Provocative, evocative. A beautiful piece of writing. And look forward to learning more of this artist.
I can’t believe that a piece of writing of this calibre has only 2 other response on Bella, while more “political” pieces get dozens. If this is where the sensitivity of the Scots psyche is at, we might as well forget Independence, for even were it to be obtained it would lack soul. Come on folks. Wake up!

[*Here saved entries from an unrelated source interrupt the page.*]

PR #315, opened 2018-03-07
Added descriptive error for duplicate name.

### LINKED ISSUE #135: Warn users when creating groups or meters with the same name as an existing group or meter
What it says on the tin. If they want to, they can, but they shouldn't.

jamielepito:
Closes #135 
Changed the server to send 409 conflict error when a duplicate group name is detected and show a specific message on the client.


NoraCodes (approved):

src/server/routes/groups.js
```diff
@@ -148,7 +148,11 @@ router.post('/create', async (req, res) => {
 			res.sendStatus(200);
 		} catch (err) {
 			log.error(`Error while inserting new group ${err}`, err);
-			res.sendStatus(500);
+			if (err.toString() === 'error: duplicate key value violates unique constraint "groups_name_key"') {
+				res.sendStatus(409); //409 conflict
```
johndiiorio: I would not recommend using a 409 status code. Example from Wikipedia about 409 status codes: "conflict in the request, such as an edit conflict between multiple simultaneous updates."

I also recommend only using a limited number of status codes: 200, 400, 401, 403, 404, 429, and 500. Thus, I recommend that this should be a 400 - bad request.

src/client/app/actions/groups.ts
```diff
@@ -236,7 +236,11 @@ function submitNewGroup(group: t.GroupData): Thunk {
 			})
 			.catch(error => {
 				dispatch(markGroupInEditingNotSubmitted());
-				showErrorNotification('Failed to create group');
+				if (error.response !== undefined && error.response.status === 409) {
+					showErrorNotification(`Name '${group.name}' was already taken.`);
```
johndiiorio: For clarity, I would change this to "Group 'group name' is already in use."

johndiiorio (changes requested):

johndiiorio:
I think that this PR should also extend to warning a user when editing the name of an existing group to a name that already exists. Also, we should not log to a file whenever this event (new group or editing existing group) occurs. We should only log if we throw a 500 status code.

src/server/routes/groups.js
NoraCodes: > I also recommend only using a limited number of status codes

Why?

johndiiorio: It is considered good practice by many companies. Google uses 9, Dropbox uses 10, Facebook uses 8 (I believe). A couple good articles: https://blogs.dropbox.com/developers/2015/04/how-many-http-status-codes-should-your-api-use/ and http://blog.restcase.com/rest-api-error-codes-101/

sandeepacharya464:
@jamielepito  the code looks good. if you resolve the conflict, we can merge this in. :)

johndiiorio (approved):

PR #316, opened 2018-03-09
Use Webpack 4

johndiiorio:
Upgrade Webpack to version 4, which requires the newly separated `webpack-cli` package. Updated uglifyjs-webpack-plugin to be compatible with Webpack 4. Disabled performance hints, e.g. a warning whenever a production bundle size is greater than 250 kb.


simonbtomlinson:
Babel-loader 7.1.2 seems to want a peer dependency of webpack 2 or 3. Have you looked in to that?
I also get a warning when I try to build: "(node:4035) DeprecationWarning: Tapable.plugin is deprecated. Use new API on `.hooks` instead". Do you know what that's about? Can we get rid of it somehow?

johndiiorio:
@simonbtomlinson I cannot reproduce the warning with babel-loader 7.1.2. For the deprecation warning, I believe it is coming from one of our Webpack plugins trying to remain backwards compatible with the old plugin API. Should I investigate further, or is the warning ok?

NoraCodes:
My commit fixes all deprecation warnings, along with a few other dependency issues.

@simonbtomlinson

sandeepacharya464 (approved):
No comments. Looks fine.

sandeepacharya464:
Just make sure you resolve conflicts before you merge in. @johndiiorio

PR #317, opened 2018-03-19
Fixed wrong properties in validation

buip:


johndiiorio (approved):

src/server/routes/readings.js
```diff
@@ -37,7 +37,7 @@ router.get('/line/meters/:meter_ids', async (req, res) => {
 		maxProperties: 1,
 		required: ['meter_ids'],
 		properties: {
-			group_id: {
+			meter_ids: {
 				type: 'number'
```
simonbtomlinson, line 41: Shouldn't this be a string of comma-separated integers, not a number?

src/server/routes/readings.js
```diff
@@ -81,7 +81,7 @@ router.get('/line/groups/:group_ids', async (req, res) => {
 		maxProperties: 1,
 		required: ['group_ids'],
 		properties: {
-			group_id: {
+			group_ids: {
 				type: 'number'
```
simonbtomlinson, line 85: Same thing about number vs string here

src/server/routes/readings.js
```diff
@@ -126,7 +126,7 @@ router.get('/bar/meters/:meter_ids', async (req, res) => {
 		maxProperties: 1,
 		required: ['meter_ids'],
 		properties: {
-			group_id: {
+			meter_ids: {
 				type: 'number'
```
simonbtomlinson, line 130: Same thing about number vs string here

src/server/routes/readings.js
```diff
@@ -175,7 +175,7 @@ router.get('/bar/groups/:group_ids', async (req, res) => {
 		maxProperties: 1,
 		required: ['group_ids'],
 		properties: {
-			group_id: {
+			group_ids: {
 				type: 'number'
```
simonbtomlinson, line 179: Same thing about number vs string here

src/server/routes/users.js
```diff
@@ -31,7 +31,7 @@ router.get('/:user_id', async (req, res) => {
 		maxProperties: 1,
 		required: ['user_id'],
 		properties: {
-			group_id: {
+			user_id: {
 				type: 'id'
```
simonbtomlinson, line 35: Is "id" a type? I think this should be a string representing a number.

src/server/routes/meters.js
```diff
@@ -40,7 +40,7 @@ router.get('/:meter_id', async (req, res) => {
 		maxProperties: 1,
 		required: ['meter_id'],
 		properties: {
-			group_id: {
+			meter_id: {
 				type: 'number'
```
simonbtomlinson, line 44: I think this should be a string representation of an integer, not an integer, since it's from the url.

src/server/routes/groups.js
```diff
@@ -86,7 +86,7 @@ router.get('/deep/meters/:group_id', async (req, res) => {
 		maxProperties: 1,
 		required: ['group_id'],
 		properties: {
-			meter_id: {
+			group_id: {
 				type: 'number'
```
simonbtomlinson, line 90: I think this should be a string representing an integer, not an integer.

simonbtomlinson (commented):
I think we should revert this pr. I'm pretty sure it breaks routes.

PR #320, opened 2018-03-23
Fix validation properties, tested working

buip:
I changed the type and tested each route individually, and they worked. It would be great if you can test it one more time to be sure. Thank you!


simonbtomlinson (commented):
I like the idea of validating that the correct string format got passed in using a regex. You can use `^\\d+$` for a single number and `^\\d+(?:,\\d+)*$` for 1 or more numbers separated by commas. Those already have the extra backslashes you need when you use them as a js string.

buip:
I ran into some weird problem so I will close this PR and open a new one.

PR #321, opened 2018-03-23
Add meter

sandeepacharya464:
1) Refactored admin component into addMeter,addReadings, and preferences component.
2) Separated addMamacMeter script from methods associated with inserting meters.
3) Created a UI to add Mamac meters in the admin section. The file format is assumed to have 'ip' header.
4) Add reading UI and Add meter UI synchronized.


src/client/app/components/admin/AddMetersComponent.tsx
```diff
@@ -0,0 +1,69 @@
...
+		this.handleMeterToImport = this.handleMeterToImport.bind(this);
+	}
+
+	public handleMeterToImport(files: File[]) {
+		const file = files[0];
+		let meters = [];
+		const reader = new FileReader();
+		let listValue = [];
+		reader.onload = () => {
+			const fileAsBinaryString = reader.result;
```
simonbtomlinson: I feel like all of this could be much more readable if it was replaced with a for loop that populated a new list. And `listValue` isn't a great variable name. I wouldn't know what this code was doing unless I already knew the format we want csv files to be in.

Also, this breaks on csv files that quote everything, which is a valid choice for csvs.

src/client/app/containers/admin/AddMetersContainer.ts
```diff
@@ -0,0 +1,16 @@
...
+ * file, You can obtain one at http://mozilla.org/MPL/2.0/. */
+
+import { connect } from 'react-redux';
+import AddMetersComponent from '../../components/admin/AddMetersComponent';
+import { fetchMetersDetailsIfNeeded } from '../../actions/meters';
+import { Dispatch } from '../../types/redux/actions';
+
+function mapDispatchToProps(dispatch: Dispatch) {
+	return {
+		fetchMeterDetailsIfNeeded: (alwaysFetch?: boolean) => dispatch(fetchMetersDetailsIfNeeded(alwaysFetch))
```
simonbtomlinson: You always pass true here (because you're always forcing it) so it might be cleaner to return `{ fetchMeterDetails: () => dispatch(fetchMeterDetailsIfNeeded(true)) }`

src/server/models/Meter.js
```diff
@@ -91,6 +91,13 @@ class Meter {
 		this.id = resp.id;
 	}
 
+	static insertAll(meters, conn = db) {
```
simonbtomlinson: You should write a test for this. sequence is pretty finicky and I had some difficulty getting it working for reading inserts.

simonbtomlinson (changes requested):

simonbtomlinson:
@johndiiorio can you look at the preferences part of this when you get a chance? It's not my area.

src/server/models/Meter.js
sandeepacharya464: This method is not used anywhere. I will just remove this.

src/client/app/containers/admin/AddMetersContainer.ts
sandeepacharya464: Yes, I will do that. That makes sense.

src/client/app/components/admin/AddMetersComponent.tsx
sandeepacharya464: changes made. now it accepts file with quotes. Also, it is much more readable.

src/client/app/components/admin/AddMetersComponent.tsx
```diff
@@ -0,0 +1,73 @@
...
+					const ips = items.replace(/\"/g, '');
+					if (items.length !== 0 && items !== 'ip') {
+						listOfIps.push(ips);
+					}
+				}
+				meters = listOfIps;
+				fileProcessingApi.submitNewMeters(meters)
+					.then(() => {
+						showSuccessNotification('Successfully uploaded meters');
+						this.props.fetchMeterDetailsIfNeeded(true);
```
johndiiorio: Duplicate lines here

src/client/app/components/admin/AddMetersComponent.tsx
```diff
@@ -0,0 +1,73 @@
...
+			fontWeight: 'bold',
+			margin: 0,
+			paddingBottom: '5px'
+		};
+
+		return (
+			<div>
+				<p style={titleStyle}> Add new meters: </p>
+				<Dropzone accept='text/csv, application/vnd.ms-excel,' onDrop={this.handleMeterToImport}>
+					<div>Upload meters list (CSV):</div>
```
johndiiorio: I would change this to "Upload meter data (CSV)".

Otherwise, a user may be confused and just upload a list of meter ips instead of our specified CSV format.

src/client/app/components/admin/AddMetersComponent.tsx
```diff
@@ -0,0 +1,73 @@
...
+			if (dataLines[0] !==  'ip') {
+				showErrorNotification('Incorrect file format');
+			} else {
+				for (const items of dataLines) {
+					const ips = items.replace(/\"/g, '');
+					if (items.length !== 0 && items !== 'ip') {
+						listOfIps.push(ips);
+					}
+				}
+				meters = listOfIps;
```
johndiiorio: I would just get rid of the `meters` variable and it's declaration and just pass `listOfIps` to the backend.

src/server/routes/fileProcessing.js
```diff
@@ -8,16 +8,18 @@ const moment = require('moment');
 const streamBuffers = require('stream-buffers');
 const multer = require('multer');
 const streamToDB = require('../services/loadFromCsvStream');
+const { insertMeters } = require('../services/readMamacMeters');
 const authenticator = require('./authenticator');
 const validate = require('jsonschema').validate;
+const { log } = require('../log');
```
johndiiorio: I don't think this import is needed.

src/server/routes/fileProcessing.js
```diff
@@ -29,7 +31,7 @@ router.post('/:meter_id', upload.single('csvFile'), async (req, res) => {
 			}
 		}
 	};
-	if (!validate(req.params, validParams).valid || !req.file.buffer) {
+	if (!validate(req.params, validParams).valid) {
```
johndiiorio, line 33: Why was `!req.file.buffer` removed?

johndiiorio (changes requested):
Initial pass. I have not tested it out myself.

src/server/routes/fileProcessing.js
sandeepacharya464: This sometimes creates problem if users try to upload wrong file format (not csv). Since buffer is undefined at that point. So, this was removed.

sandeepacharya464:
@johndiiorio  and @simonbtomlinson, all requested changes have been made.

src/client/app/components/admin/AdminComponent.tsx
```diff
@@ -0,0 +1,37 @@
...
+	return (
+		<div>
+			<HeaderContainer />
+			<div className='container-fluid'>
+				<div className='row'>
+					<div className='col-12 col-lg-6'>
+						<PreferencesContainer />
+					</div>
+					<div className='col-12 col-lg-6'>
+						<AddReadingsContainer />
```
johndiiorio, line 30: You should add more separation between the AddReadings and the AddMeter Container.

src/client/app/components/admin/AdminComponent.tsx
```diff
@@ -0,0 +1,37 @@
+/* This Source Code Form is subject to the terms of the Mozilla Public
+ * License, v. 2.0. If a copy of the MPL was not distributed with this
+ * file, You can obtain one at http://mozilla.org/MPL/2.0/. */
+
+import * as React from 'react';
+import HeaderContainer from '../../containers/HeaderContainer';
+import FooterComponent from '../FooterComponent';
+import AddMeterContainer from '../../containers/admin/AddMetersContainer';
```
johndiiorio: This should be: `import AddMetersContainer from '../../containers/admin/AddMetersContainer';`

src/server/routes/fileProcessing.js
```diff
@@ -61,4 +62,31 @@ router.post('/:meter_id', upload.single('csvFile'), async (req, res) => {
...
+		}
+	};
+	if (!validate(req.body, validBody).valid) {
+		res.sendStatus(400);
+	} else {
+		try {
+			await insertMeters(req.body.meters.map(ip => ({ip})));
+			res.status(200).json({success: true});
+		} catch (err) {
+			res.status(403).json({success: false, message: 'Failed to upload meters.'});
```
johndiiorio: There is no reason to send the custom message. We are currently only sending a custom message if the client depends on a custom message to show a custom error notification.

src/client/app/components/admin/AddReadingsComponent.tsx
```diff
@@ -0,0 +1,68 @@
...
+			paddingBottom: '5px'
+		};
+		const smallMarginBottomStyle: React.CSSProperties = {
+			marginBottom: '5px'
+		};
+
+		return (
+			<div>
+				<p style={titleStyle}>Import readings for a selected meter:</p>
+				<SingleSelectComponent
```
johndiiorio, line 53: For a more aesthetically pleasing look, I would shrink the width of both this select and the title input in PreferencesComponent.

src/client/app/components/admin/AddReadingsComponent.tsx
```diff
@@ -0,0 +1,68 @@
...
+					style={smallMarginBottomStyle}
+					options={this.props.meters}
+					selectedOption={this.props.selectedImportMeter}
+					placeholder='Select meter to import data'
+					onValueChange={s => this.props.updateSelectedImportMeter(s.value)}
+				/>
+				{this.props.selectedImportMeter &&
+				<Dropzone accept='text/csv, application/vnd.ms-excel,' onDrop={this.handleFileToImport}>
```
johndiiorio, line 61: We should remove excel here.

src/client/app/components/admin/AddMetersComponent.tsx
```diff
@@ -0,0 +1,70 @@
...
+		const titleStyle: React.CSSProperties = {
+			fontWeight: 'bold',
+			margin: 0,
+			paddingBottom: '5px'
+		};
+
+		return (
+			<div>
+				<p style={titleStyle}> Add new meters: </p>
+				<Dropzone accept='text/csv, application/vnd.ms-excel,' onDrop={this.handleMeterToImport}>
```
johndiiorio: We should remove excel here.

src/client/app/components/admin/AddMetersComponent.tsx
```diff
@@ -0,0 +1,70 @@
...
+					<div>Upload meters data (CSV):</div>
```
johndiiorio: I'm worried that admin users may not know the file format to upload meters. I believe this warrants some further discussion.

johndiiorio (changes requested):

src/client/app/components/admin/AddMetersComponent.tsx
sandeepacharya464: I think this does more than just accepting csv. It was added long time back but I think it was added to prevent certain types of incorrect file formats.

src/client/app/components/admin/AddMetersComponent.tsx
sandeepacharya464: the instruction about file format is provided now.

sandeepacharya464:
@johndiiorio  all necessary changes have been made.

johndiiorio (approved):

simonbtomlinson (approved):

True Alastair, though some pieces get huge traffic and little comment. We are a bit of a jumble in here. George’s articles are always very well read I assure you
That’s pleasing to hear, Bella. I was just blown away reading it. Such depth and beauty, and that phenomenal photograph to back it up. I wrote my comment on a train coming back from a conference at Lincoln Cathedral where we’d reflected on the human face as an icon (“image”) into the divine, and that picture of Martha Mackenzie from as recently as 1976 to me just summed it up. I was further influenced by having in my bag a copy of Sheila Stewart’s collection of Scottish Travelling People’s tales, “Pilgrims of the Mist” (Birlinn, 2008). I’d picked it up last week on the Stornoway ferry where, sadly because it suggests not many buyers, they were selling off stock at half price. It starts off with a story handed down from her great grandfather’s grandfather’s time of the “Tinker” people being hanged, simply for being Tinkers. My son read it and was shocked. Some of the stories are of great beauty like the one that gives the book its title, “Pilgrims of the Mist” and, in the face of injustice and prejudice, the Traveller’s refrain to one another, “God’s no’ sleeping.” I loved that, and we’d probably have had none of it handed on in literary form were it not for the work of people like Hamish Henderson and the role played, in various contexts, by Timothy Neat – a man who I should love to meet having read his stunning biography (or Vol 2 of it – “Poetry becomes a People” – of Hamish. We need more than a prosaic politics to see us through (though that’s important too): we need a bardic politics, and that’s what the likes of Stewart, Henderson, Neat and George Gunn inspire us with.
Well said, Alastair!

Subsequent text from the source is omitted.